For whose future enslavement, I wonder, is it even now preparing the way?
- 1“Kurz ist der Schmerz und ewig ist die Freude.”
- 2Messe meaning both “mass” and “fast.”
- 3This has, of course, frequently been noted and discussed by writers on Communism. For the case of Hungary, for instance, see George Mikas, The Hungarian Revolution (London, 1957).
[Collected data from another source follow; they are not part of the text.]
PR #2517, opened 2022-03-08
style(lint): nonexistent named imports error

andy-haynes:
This PR adds a new eslint dependency and rules to verify the existence of named imports, ensuring that we no longer reference named imports not exported from the target module.

### DIFF
--- a/packages/frontend/.eslintrc.js
+++ b/packages/frontend/.eslintrc.js
@@ -18,6 +18,7 @@ module.exports = {
         'no-extra-boolean-cast':'off',
         'no-extra-semi':'off',
         'no-irregular-whitespace':'off',
+        'import/named': ['error', 'always'],
         'import/order': [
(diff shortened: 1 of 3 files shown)


packages/frontend/.eslintrc.js
```diff
@@ -53,6 +54,9 @@ module.exports = {
             'message': 'Please use a selector for any state accesses within useSelector'
         }]
     },
+    settings: {
+        'import/ignore': ['src/config/*'],
```
andy-haynes, line 58: `config.js` produced lots of false positives, I'm assuming because individual keys aren't exported directly but do get destructured in our `import`s. I didn't see a way to get around this besides whitelisting the module but if there's a better way to do this I think it's worth checking out.

Patrick1904 (approved):
LGTM 👍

- 4Bloch’s statement is reprinted in full in Die Mauer, oder Der 13. August, edited by Hans Werner Richter (Hamburg, 1961), pp. 140–141. Because of Bloch’s change of camps, there has been a tendency among some writers to consider him a “hero,” and to hint that now we in the West may begin to feel the discomfort of having such an “outspoken and fearless heretic” in our midst. It should be kept in mind that, as his letter makes quite clear, Bloch only left East Germany because he was personally beginning to have difficulties in freely expressing himself. In good left-Marxist form, he had never been much troubled by the Communist suppression of his philosophical opponents.
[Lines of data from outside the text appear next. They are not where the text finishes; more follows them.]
PR #2523, opened 2022-03-15
WAL-177 Render pending 2FA actions in confirmation modal

morgsmccauley:
With the migration to Twilio Verify 2FA SMS messages will no longer show the transaction details. This PR adds UI to the 2FA verification modal to render the same details which would be present in the SMS.

This is essentially a 1:1 replacement of the existing messaging _except_ for setting up SMS 2FA. I've left that out as we have disabled that flow.

158480330-ac9cad39-93b0-4a9e-b6b6-8f61c639e772
158478845-8dd09ae8-6be8-45fd-80da-a432a89bc5f2
158478597-d0cfa5df-f71f-4141-8c8c-23b4bb807611

### DIFF
--- a/packages/frontend/src/components/accounts/two_factor/TwoFactorVerifyModal.js
+++ b/packages/frontend/src/components/accounts/two_factor/TwoFactorVerifyModal.js
@@ -22,6 +22,39 @@ const Form = styled.form`
     width: 100%;
 `;
 
+const StyledBannerContainer = styled.div`
+    &&& {
+        div:first-child {
+            margin: 0px;
+            width: 100%;
+            @media (max-width: 450px) {
+                 border-radius: 4px;
+            }
+        }
+
+        pre {
+            margin: 0px;
+        }
+    }
+`;
+
+const ActionDetailsBanner = ({ multisigRequest }) => {
+    const isAddingFullAccessKey = multisigRequest.actions.some(({ enum: type, permission }) => type === 'addKey' && !permission);
+
+    return  (
+        <StyledBannerContainer>
+            <AlertBanner theme={isAddingFullAccessKey ? 'warning' : 'light-blue'}>
+                {getTranslationsFromMultisigRequest(multisigRequest).map(({ id, data }, index, arr) => (
+                    <React.Fragment key={JSON.stringify(data)}>
+                        <Translate id={id} data={data} />
+                        {index !== arr.length - 1 && <br />}
+                    </React.Fragment>
+                ))}
+            </AlertBanner>
+        </StyledBannerContainer>
+    );
+};
+
 const TwoFactorVerifyModal = ({ open, onClose }) => {
 
     const [method, setMethod] = useState();
@@ -89,15 +122,7 @@ const TwoFactorVerifyModal = ({ open, onClose }) => {
             <h2 className='title'><Translate id='twoFactor.verify.title'/></h2>
             <p className='font-bw'><Translate id='twoFactor.verify.desc'/></p>
             <p className='color-black font-bw' style={{ marginTop: '-10px', fontWeight: '500', height: '19px'}}>{method && method.detail}</p>
-            {multisigRequest && (
-                <AlertBanner theme='alert'>
-                        <>
-                            <Translate id={id} data={data} />
-                            {index !== arr.length - 1 && <br />}
-                        </>
-                    ))}
-                </AlertBanner>
-            )}
+            {multisigRequest && <ActionDetailsBanner multisigRequest={multisigRequest} />}
             <Form onSubmit={(e) => {handleVerifyCode(); e.preventDefault();}}>
                 <TwoFactorVerifyInput
                     code={code}
--- a/packages/frontend/src/components/accounts/two_factor/TwoFactorVerifyModal.js
+++ b/packages/frontend/src/components/accounts/two_factor/TwoFactorVerifyModal.js
@@ -91,10 +91,9 @@ const TwoFactorVerifyModal = ({ open, onClose }) => {
             <p className='color-black font-bw' style={{ marginTop: '-10px', fontWeight: '500', height: '19px'}}>{method && method.detail}</p>
             {multisigRequest && (
                 <AlertBanner theme='alert'>
-                    {getTranslationsFromMultisigRequest(multisigRequest).map(({ id, data }) => (
                         <>
                             <Translate id={id} data={data} />
-                            <br />
+                            {index !== arr.length - 1 && <br />}
                         </>
                     ))}
                 </AlertBanner>
--- a/packages/frontend/src/components/accounts/two_factor/TwoFactorVerifyModal.js
+++ b/packages/frontend/src/components/accounts/two_factor/TwoFactorVerifyModal.js
@@ -180,7 +180,7 @@ const TwoFactorVerifyModal = ({ open, onClose }) => {
             <p className='font-bw'><Translate id='twoFactor.verify.desc'/></p>
             <p className='color-black font-bw' style={{ marginTop: '-10px', fontWeight: '500', height: '19px'}}>{method && method.detail}</p>
             {multisigRequest && (
-                <AlertBanner theme="alert">
+                <AlertBanner theme='alert'>
                     {getTranslationsFromMultisigRequest(multisigRequest).map(({ id, data }) => (
                         <>
                             <Translate id={id} data={data} />
--- a/packages/frontend/src/components/accounts/two_factor/TwoFactorVerifyModal.js
+++ b/packages/frontend/src/components/accounts/two_factor/TwoFactorVerifyModal.js
@@ -39,7 +39,7 @@ const StyledBannerContainer = styled.div`
 `;
 
 const ActionDetailsBanner = ({ multisigRequest }) => {
-    const isAddingFullAccessKey = multisigRequest.actions.some(({ enum: type, permission }) => type === 'addKey' && !permission);
+    const isAddingFullAccessKey = multisigRequest.actions.some(({ enum: type, [type]: action }) => type === 'addKey' && !action.accessKey.permission);
 
     return  (
         <StyledBannerContainer>
--- a/packages/frontend/src/components/accounts/two_factor/TwoFactorVerifyModal.js
+++ b/packages/frontend/src/components/accounts/two_factor/TwoFactorVerifyModal.js
@@ -27,6 +27,7 @@ const StyledBannerContainer = styled.div`
         div:first-child {
             margin: 0px;
             width: 100%;
+            word-break: break-word;
             @media (max-width: 450px) {
                  border-radius: 4px;
             }
--- a/packages/frontend/src/components/accounts/two_factor/TwoFactorVerifyModal.js
+++ b/packages/frontend/src/components/accounts/two_factor/TwoFactorVerifyModal.js
@@ -1,5 +1,3 @@
-import BN from 'bn.js';
-import { utils } from 'near-api-js';
 import React, { useEffect, useState } from 'react';
 import { Translate } from 'react-localize-redux';
 import { useDispatch, useSelector } from 'react-redux';
@@ -9,6 +7,7 @@ import { Mixpanel } from '../../../mixpanel/index';
 import { resendTwoFactor, get2faMethod, getMultisigRequest } from '../../../redux/actions/account';
 import { selectAccountSlice, selectAccountMultisigRequest } from '../../../redux/slices/account';
 import { selectActionsPending, selectStatusSlice } from '../../../redux/slices/status';
+import getTranslationsFromMultisigRequest from '../../../utils/getTranslationsFromMultisigRequest';
 import { WalletError } from '../../../utils/walletError';
 import AlertBanner from '../../common/AlertBanner';
 import FormButton from '../../common/FormButton';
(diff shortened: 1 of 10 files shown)


packages/frontend/src/components/accounts/two_factor/TwoFactorVerifyModal.js
```diff
@@ -1,32 +1,125 @@
...
+                            publicKey: new PublicKey({ keyType: KeyType.ED25519, data: action.publicKey.data }).toString(),
+                        }
+                    };
+                case 'functionCall':
+                    return {
+                        id: 'twoFactor.action.functionCall',
+                        data: {
+                            receiverId,
+                            methodName: action.methodName,
+                            deposit: formatNear(action.deposit, 4),
```
Patrick1904, line 89: Think we can cut the `4` here since the second param isn't used in the `formatNear` function

packages/frontend/src/components/accounts/two_factor/TwoFactorVerifyModal.js
```diff
@@ -85,6 +179,16 @@ const TwoFactorVerifyModal = ({ open, onClose }) => {
             <h2 className='title'><Translate id='twoFactor.verify.title'/></h2>
             <p className='font-bw'><Translate id='twoFactor.verify.desc'/></p>
             <p className='color-black font-bw' style={{ marginTop: '-10px', fontWeight: '500', height: '19px'}}>{method && method.detail}</p>
+            {multisigRequest && (
+                <AlertBanner theme="alert">
```
Patrick1904, line 183: nit: single quote for consistency :)

packages/frontend/src/translations/en.global.json
```diff
@@ -1439,6 +1439,16 @@
...
+        },
+        "action": {
+            "addKey": {
+                "limited": "Adding key ${publicKey} limited to call ${methodNames} on ${receiverId} and spend up to ${allowance} on gas",
+                "full": "WARNING: Entering the code below will authorize full access to your NEAR account: ${accountId}. If you did not initiate this action, please DO NOT continue.<br /><br />This should only be done if you are adding a new seed phrase to your account. In all other cases, this is very dangerous.<br /><br /> The public key you are adding is: ${publicKey} ",
+            },
+            "deleteKey": "Deleting key ${publicKey}",
+            "functionCall": "Calling method: ${methodName} in contract: ${receiverId} with amount ${deposit} and with args ${args}",
+            "stake": "Staking: ${deposit} to validator: ${receiverId}",
+            "transfer": "Transferring: ${deposit}Ⓝ to ${receiverId}"
```
Patrick1904, line 1451: nit: whenever you see the `Ⓝ` symbol in legacy copy for NEAR currency, let's switch it out for just `NEAR` instead :) We used to have inconsistent usage of the currency symbol but have settled on just using `NEAR`

packages/frontend/src/components/accounts/two_factor/TwoFactorVerifyModal.js
```diff
@@ -1,32 +1,125 @@
...
     align-items: center;
     width: 100%;
 `;
 
+const formatNear = (amount) => {
+    try {
+        return formatNearAmount(amount, 4);
+    } catch {
+        // Near amount may be stored as hex rather than decimal
+        return formatNearAmount(new BN(amount, 16).toString(), 4);
```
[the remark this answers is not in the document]
morgsmccauley: No I wasn't able to figure out why 😢 . I _suspect_ it has something to do with `near-api-js` because when I query the contract directly with `near-cli` the values come back in the right format. This also seems specific to `functionCall` as I didn't encounter this with any of the other actions.

I'm planning to do some more digging to hopefully get to the bottom of this 😄 

```js
// from `near-api-js`
{
    "functionCall": {
        "methodName": "nft_buy",
        "args": [/* buffer */],
        "gas": "5af3107a4000",
        "deposit": "01a9e7b50fe5dae8400000"
    },
    "enum": "functionCall"
}
```
```js
// from `near-cli`
{
  actions: [
    {
      type: 'FunctionCall',
      method_name: 'nft_buy',
      args: 'eyJ0b2tlbl9zZXJpZXNfaWQiOiIyNjYiLCJyZWNlaXZlcl9pZCI6InNwdWQudGVzdG5ldCJ9',
      deposit: '2011280000000000000000000',
      gas: '100000000000000'
    }
  ]
}
```

packages/frontend/src/translations/en.global.json
morgsmccauley: Sounds good! 👍🏽

packages/frontend/src/components/accounts/two_factor/TwoFactorVerifyModal.js
morgsmccauley: Woops, left behind from when this was `formatNearAmount` 😅

packages/frontend/src/components/accounts/two_factor/TwoFactorVerifyModal.js
```diff
@@ -1,32 +1,125 @@
...
+    }
+};
+
+const getTranslationsFromMultisigRequest = ({ actions, receiverId, accountId }) => {
```
Patrick1904, line 45: This is a great function and feels like it might be used in other places outside of the two factor modal. Should we put it in a helper, etc?

packages/frontend/src/components/accounts/two_factor/TwoFactorVerifyModal.js
```diff
@@ -1,32 +1,125 @@
...
+                        id: 'twoFactor.action.transfer',
+                        data:{
+                            receiverId,
+                            deposit: formatNearAmount(action.deposit, 4),
+                        }
+                    };
+                case 'stake':
+                    return {
+                        id: 'twoFactor.action.stake',
+                        data: {
```
morgsmccauley, line 104: This matches what we have in `near-contract-helper` but doesn't line up with what i've found in the [docs](https://nomicon.io/RuntimeSpec/Actions#stakeaction). Staking is actually achieved through calling a function on the validator contract (`functionCall`), it seems this is more related to validators themselves, is it actually possible to trigger this action from the wallet?

packages/frontend/src/components/accounts/two_factor/TwoFactorVerifyModal.js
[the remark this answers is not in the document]
Patrick1904: @MaximusHaximus do you have any idea why we'd see hex for `functionCall` from `near-api-js` ❓

packages/frontend/src/components/accounts/two_factor/TwoFactorVerifyModal.js
morgsmccauley: Yep definitely makes sense as a helper! Do you think we should keep the function as is, i.e. still returning the `<Translation />` data, or should it perhaps be more generic by returning the `multisigRequest` in a more usable format? If it was more generic we'd most likely need to map it again here which could still bloat this component file 🤔

packages/frontend/src/components/accounts/two_factor/TwoFactorVerifyModal.js
Patrick1904: Hmm good catch. I think `stake` might be referring to actual staking, not delegating to a validator that then stakes on behalf of the user. Actual staking is not possible in the wallet at the moment.

packages/frontend/src/components/accounts/two_factor/TwoFactorVerifyModal.js
morgsmccauley: It's also worth noting that `near-contract-helper` also covers messaging around setting up 2FA for the first time (`requestId === -1`) but since we've disabled that flow for SMS i've left that out.

Also, initial verification is done within `<EnterVerificationCode />` rather than this modal so it wouldn't be needed in this component, but may be needed within this new helper if we chose to eventually add something similar to `<EnterVerificationCode />` 🤔

Patrick1904: I like it the way it is because it'd be easy to just plug it into any UI and yes additional bloat seems not worth it IMO 👍

morgsmccauley:
> There's some built in mobile screen styling in the `AlertBanner` that causes issues inside this modal but we can fix that with the style added below
> 
> Screen Shot 2022-03-15 at 12 11 34 PM
> 
> Screen Shot 2022-03-15 at 12 12 00 PM

Good catch @Patrick1904! I'll update :)

packages/frontend/src/utils/twoFactor.js
```diff
@@ -48,6 +48,20 @@ export class TwoFactor extends Account2FA {
         });
     }
 
+    async getMultisigRequest() {
+        const request = this.getRequest();
+        const { receiver_id } = await this.viewFunction(
```
morgsmccauley, line 53: ideally we could just use the result of `getRequest()` but it doesn't contain the `receiver_id` so we need to fetch this from the contract.

packages/frontend/src/components/accounts/two_factor/TwoFactorVerifyModal.js
```diff
@@ -20,13 +22,45 @@ const Form = styled.form`
     width: 100%;
 `;
 
+const StyledBannerContainer = styled.div`
+    &&& {
+        div:first-child {
+            margin: 0px;
+            border-radius: 0;
+            width: 100%;
```
Patrick1904, line 30: nit: we want to actually override the border-radius change on 450px screen width so maybe something like this:

```suggestion
            margin: 0px;
            width: 100%;
            @media (max-width: 450px) {
                 border-radius: 4px;
            }
```

packages/frontend/src/components/accounts/two_factor/TwoFactorVerifyModal.js
```diff
@@ -20,13 +22,45 @@ const Form = styled.form`
...
+        }
+    }
+`;
+
+const ActionDetailsBanner = ({ multisigRequest }) => {
+    const isAddingFullAccessKey = multisigRequest.actions.some(({ enum: type, permission }) => type === 'addKey' && !permission);
+
+    return  (
+        <StyledBannerContainer>
+            <AlertBanner theme={isAddingFullAccessKey ? 'warning' : 'light-blue'}>
```
Patrick1904, line 44: 👍 nice!

Patrick1904:
Any idea why there would be such an inconsistency between stake and unstake? Seems to think that I'm unstaking 0N but actually 0.001N

Screen Shot 2022-03-15 at 3 38 58 PM

Screen Shot 2022-03-15 at 3 37 36 PM

packages/frontend/src/translations/en.global.json
```diff
@@ -1439,6 +1439,16 @@
             "resending": "Sending...",
             "resent": "Code sent!",
             "title": "Enter Two-Factor Verification Code"
+        },
+        "action": {
+            "addKey": {
+                "limited": "Adding key ${publicKey} limited to call ${methodNames} on ${receiverId} and spend up to ${allowance} NEAR on gas",
+                "full": "WARNING: Entering the code below will authorize full access to your NEAR account: ${accountId}. If you did not initiate this action, please DO NOT continue.<br /><br />This should only be done if you are adding a new seed phrase to your account. In all other cases, this is very dangerous.<br /><br /> The public key you are adding is: ${publicKey} ",
```
Patrick1904, line 1446: nit: Just to avoid confusion here, I think we want to say `if you are adding a new full access key to your account` instead of `if you are adding a new seed phrase to your account` since passphrase is just one way to add a full access key.

packages/frontend/src/components/accounts/two_factor/TwoFactorVerifyModal.js
Patrick1904: Yea probs worth removing since it won't be used here if we add support anyway

morgsmccauley:
> Any idea why there would be such an inconsistency between stake and unstake? Seems to think that I'm unstaking 0N but actually 0.001N
> 
> I can see that the 2FA email I'm getting has the same issue so almost certainly an existing bug?
> 
> Screen Shot 2022-03-15 at 3 38 58 PM
> 
> Screen Shot 2022-03-15 at 3 37 36 PM

@Patrick1904 Not entirely sure.. looks to be an implementation detail of the staking contract itself. I'd guess, and am probably wrong, that staking requires a `deposit` so the funds can be transferred and unstaking only requires we specify the `amount` (in args) to be released with nothing physically being transferred (hence the `0` deposit).

You have highlighted another issue with this PR though - i'm not parsing out `amount` or `deposit` from the arguments and formatting as Near 😄 .

packages/frontend/src/translations/en.global.json
morgsmccauley: Good call, i'll update 👍🏽 . I also found this confusing since this message will pop up when disabling 2FA 🤔

packages/frontend/src/utils/getTranslationsFromMultisigRequest.js
```diff
@@ -0,0 +1,93 @@
...
+        ...args,
+        ...(args.amount && { amount: formatNear(args.amount) }),
+        ...(args.deposit && { deposit: formatNear(args.deposit )}),
+    };
+
+    return JSON.stringify(parsedArgs, null, 2);
+};
+
+export default function getTranslationsFromMultisigRequest({ actions, receiverId, accountId }) {
+    const fullAccessKeyAction = actions.find(({ enum: type, permission }) => type === 'addKey' && !permission);
```
Patrick1904, line 38: I'm getting full access key warning modal when recovering my account secured with email link + 2FA despite no full access key being added. The 2FA email that I received from [contract-helper](https://github.com/near/near-contract-helper/blob/436762c54a519b400692c17d2ead910a1a589fdf/middleware/2fa.js#L143) is showing the correct information though.

Looks like it's `accessKey.permission`

Screen Shot 2022-03-16 at 12 50 42 PM

Patrick1904:
> You have highlighted another issue with this PR though - i'm not parsing out amount or deposit from the arguments and formatting as NEAR like we are currently 😄 .

Parsing this improved the UX quite a lot - nice one 👍

Since contract-helper is not parsing the NEAR amount, can you please make the same parsing in a follow-up PR for contract-helper too? That way there is alignment between what the user sees in the email and on the modal.

packages/frontend/src/utils/getTranslationsFromMultisigRequest.js
morgsmccauley: Good catch,  I wasn't even parsing out the action itself either. Fixed 👍🏽

packages/frontend/src/components/accounts/two_factor/TwoFactorVerifyModal.js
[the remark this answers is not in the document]
morgsmccauley: I'm still looking in to this, but for now i've opted to fetch and use the multisig request from the contract (`this.viewFunction()`) directly rather than request stored by `near-api-js` (`this.getRequest()`) as it doesn't store the Near values in hex.

https://github.com/near/near-wallet/pull/2523/files#diff-0592ce7ed5478b8cd8fd764e47824321d8a8bae9b77b2616da331efc69a02a94R51

packages/frontend/src/utils/getTranslationsFromMultisigRequest.js
```diff
@@ -0,0 +1,76 @@
+import { formatNearAmount } from 'near-api-js/lib/utils/format';
+
+const NEAR_FRACTIONAL_DIGITS = 4;
+
+const formatNear = (amount) => formatNearAmount(amount, NEAR_FRACTIONAL_DIGITS);
```
Patrick1904, line 5: I think we can re-use the existing NEAR formatting function in the balance [helper](https://github.com/near/near-wallet/blob/master/packages/frontend/src/components/common/balance/helpers.js) file too

morgsmccauley: Sounds good 👍🏽

Patrick1904 (approved):
This is great! 💯  Thank you 🙏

- 5Quoted by Walter Karsch, in ibid., p. 106.
- 6As reprinted in ibid., pp. 66–90.
- 7Do Newton and Einstein prove then “what man is capable of under capitalism”? Fortunately for these Communist intellectuals, they are assured that none of their colleagues will rise to point out the blunder.
- 8Henri A. Sabarthez, in Rivarol, August 24, 1961.
- 9History Will Absolve Me is the characteristic title of a collection of writings of Fidel Castro on sale at some American college book-stores a few months ago. Compare, from a Nazi “Folk-Book”: “And even if they condemn us a thousand times over, the goddess of the eternal court of History will smile, tear up the accusation of the prosecution and the judgment of their court, for she acquits us . . .” Quoted in Das Dritte Reich: Ansprung und Wirklichkeit, by Hermann Glaser (Freiburg, 1961).